A resistor by itself generates noise from random movement of electrons inside that resistor. Without noise, the resistor measures at 0V flat. With noise, it measures at some random voltage values fluctuating above and below 0V. Noise, like signals, is a waveform of voltage (or current). Like any other waveform, periodic or aperiodic, noise is a superposition of sinusoids varying in frequency and amplitude.

If we model the noise generated by a resistor as a voltage source $$\ v_{noise} \$$, and that we (unrealistically) assume the noise to be a single sinusoid that has frequency within the bandwidth of a passband filter, we can measure the power of that noise (or equivalently, the power of that single frequency). I think the graph (Power/Hz vs. Frequency) is what they call the Power Spectral Density (PSD).

Johnson Noise (or Johnson-Nyquist, Nyquist, Thermal, White Noise), as it turns out, generates an average $$\ k_bT \$$ watt of power for each and every constituent frequency of that noise. Thermal noise, as a random waveform, is composed of an infinite number (hence, a continuum) of sinusoids, each having a constant power of $$\ k_bT \$$. That explains the straight flat line valued at $$\ k_bT \$$ across the entire spectrum to infinity.
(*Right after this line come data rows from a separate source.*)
Issue #654, opened 2023-06-08
OAuth2 Auth provider incorrectly validating Access Tokens 


chrispatmore:
### Questions

Do not use this issue tracker to ask questions, instead use one of these [channels](https://vertx.io/community/). Questions will likely be closed without notice.

### Version

Version: 4.3.8

### Context

Whilst trying to set up an OIDC client with discovery against a keycloak instance, I discovered that the access token which is in JWT form was not being decoded and added to the session as I expected it would be. The non decoded format is present on the session. 

### Steps to reproduce

1. Run a keycloak instance somewhere and create a realm and client and a user
2. Set up the vertex OIDC client with discovery
3. Have an endpoint that prints out the session
4. Run the program and log in and inspect the session

### Extra

The reason the decoded form is not stored is because of https://github.com/eclipse-vertx/vertx-auth/blob/f0215a105380d47ecdefa260e2ebe0aa321a5297/vertx-auth-oauth2/src/main/java/io/vertx/ext/auth/oauth2/impl/OAuth2AuthProviderImpl.java#L542
Which calls `validToken` Which internally does https://github.com/eclipse-vertx/vertx-auth/blob/f0215a105380d47ecdefa260e2ebe0aa321a5297/vertx-auth-oauth2/src/main/java/io/vertx/ext/auth/oauth2/impl/OAuth2AuthProviderImpl.java#L643

With the comment
```
// https://openid.net/specs/openid-connect-core-1_0.html#  $3.1.3.7.
// The Client MUST validate that the aud (audience) Claim contains its client_id value registered at the Issuer
// identified by the iss (issuer) Claim as an audience. The aud (audience) Claim MAY contain an array with more
// than one element. The ID Token MUST be rejected if the ID Token does not list the Client as a valid audience,
// or if it contains additional audiences not trusted by the Client.
```

This fails for the keycloak access token as the `aud` is not the client ID it is `account`

`https://openid.net/specs/openid-connect-core-1_0.html#  $3.1.3.7` refers to the section for `ID Token Validation`. In this case the token is not an ID token so should not be subject to the same validation logic. The validation logic for access tokens is stated in section `3.2.2.9`

Therefore there are a couple of options / parts:
[...]

PR #673, opened 2024-02-08
OAuth2 Auth provider incorrectly validating Access Tokens

byn-florian-posch:
Motivation:

PR containing code for fix in #654

### DIFF
--- a/vertx-auth-oauth2/src/main/java/io/vertx/ext/auth/oauth2/impl/OAuth2AuthProviderImpl.java
+++ b/vertx-auth-oauth2/src/main/java/io/vertx/ext/auth/oauth2/impl/OAuth2AuthProviderImpl.java
@@ -32,13 +32,12 @@ import io.vertx.ext.auth.authentication.TokenCredentials;
 import io.vertx.ext.auth.authentication.UsernamePasswordCredentials;
 import io.vertx.ext.auth.impl.jose.JWK;
 import io.vertx.ext.auth.impl.jose.JWT;
-import io.vertx.ext.auth.oauth2.OAuth2Auth;
-import io.vertx.ext.auth.oauth2.OAuth2FlowType;
-import io.vertx.ext.auth.oauth2.OAuth2Options;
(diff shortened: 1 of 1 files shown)


vietj:
I can't see any test for this

vietj:
@pmlopes could you have a look ?

byn-florian-posch:
> I can't see any test for this

I didn't write a test because I couldn't see any for the provider. A full maven build for the whole vertx-auth module passes locally but that's as far as I ran tests locally.

byn-florian-posch:
Test issues partially fixed, reusing the _audience_ ArrayList from JWTOptions did unintendedly modify its content, using a copy now.

byn-florian-posch:
Now only the following two tests are failing in _OAuth2Keycloak14IT_ 

- discoverGetTokenFromFrontEndPerformAuthWithBackend
- discoverGetTokenFromFrontEndPerformAuthWithBorkendWillFail

Tests are expecting validation to fail but that isn't happening with the suggested ID-token-only validation. I don't want to tamper with existing tests too much, so your opinion on this one would be appreciated.

byn-florian-posch:
@pmlopes @vietj May I ask for an update?

My recent changes to suggested fix from https://github.com/eclipse-vertx/vertx-auth/issues/654 did resolve some of the regression but the ones are broken with new logic only validating ID-tokens. Writing a meaningful test is above my paygrade and I wouldn't dare to just remove the test cases. 

Let me know what you think,

byn-florian-posch:
There hasn't been any reply, neither on the related [issue](https://github.com/eclipse-vertx/vertx-auth/issues/654) nor here for months and I'm not sure how else to address this.

byn-florian-posch:
We decided to tackle this issue by this issue by managing audiences in our application in a controlled manner, so no need to fix token handling from our perspective -> closing the PR and leave it to the creator of the related [issue ](https://github.com/eclipse-vertx/vertx-auth/issues/654)how to deal with it. 

See also https://github.com/eclipse-vertx/vertx-auth/issues/654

The passband filter let through the set of frequencies between 1k-10kHz and filters the rest of the noise frequencies to ground. $$\ \Delta f \$$ is the bandwidth of the filter, and the area is dimensionally the power of noise! The wider the bandwidth, the bigger the noise power.

If I remove the passband filter, the noise will now be filtered by the bandwidth of my oscilloscope and the intrinsic/parasitic serial or parallel capacitance or inductance (which also acts like filters) of the resistor. Thus in reality, there's always a bandwidth existed somewhere to prevent you from collecting an infinite amount of noise power, and that the finite power is a function of the bandwidth $$\ \Delta f \$$.